M. C. Rusu1, R. C. Ciuluvică1, A. D. Vrapciu1, A. L. Chiriţă1, M. Predoiu1, N. Măru1
DOI: 10.5603/FM.a2019.0019
Pubmed: 30816551
Folia Morphol 2019;78(4):893-897.

Abstract

The sphenoidal tubercle (SphT), also known as pyramidal tubercle or infratemporal spine projects from the anterior end of the infratemporal crest of the greater sphenoidal wing. As it masquerades the lateral entrance in the pterygopalatine fossa it could obstruct surgical corridors or the access for anaesthetic punctures. The SphT is, however, an overlooked structure in the anatomical literature.

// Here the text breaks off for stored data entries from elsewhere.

PR #1180, opened 2026-07-08
[#567] remove gerrit dependencies

ruspl-afed:
* use what Tool produced


merks (approved):
Yes, that looks like the latest generator hard at work.  

Thanks so much for your dedication to the project.  

Also @gnl42 for all the cleanups and improvements!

During a routine cone beam computed tomography study in an adult male patient we found bilateral giant SphTs transforming the infratemporal surfaces of the greater wing into veritable pterygoid foveae. Moreover, on one side the SphT appeared bifid, with a main giant partition, of 9.17 mm vertical length, and a secondary laminar one. The opposite SphT had 14.80 mm. In our knowledge, such giant and bifid SphTs were not reported previously and are major obstacles if surgical access towards the pterygopalatine fossa and the skull base is intended.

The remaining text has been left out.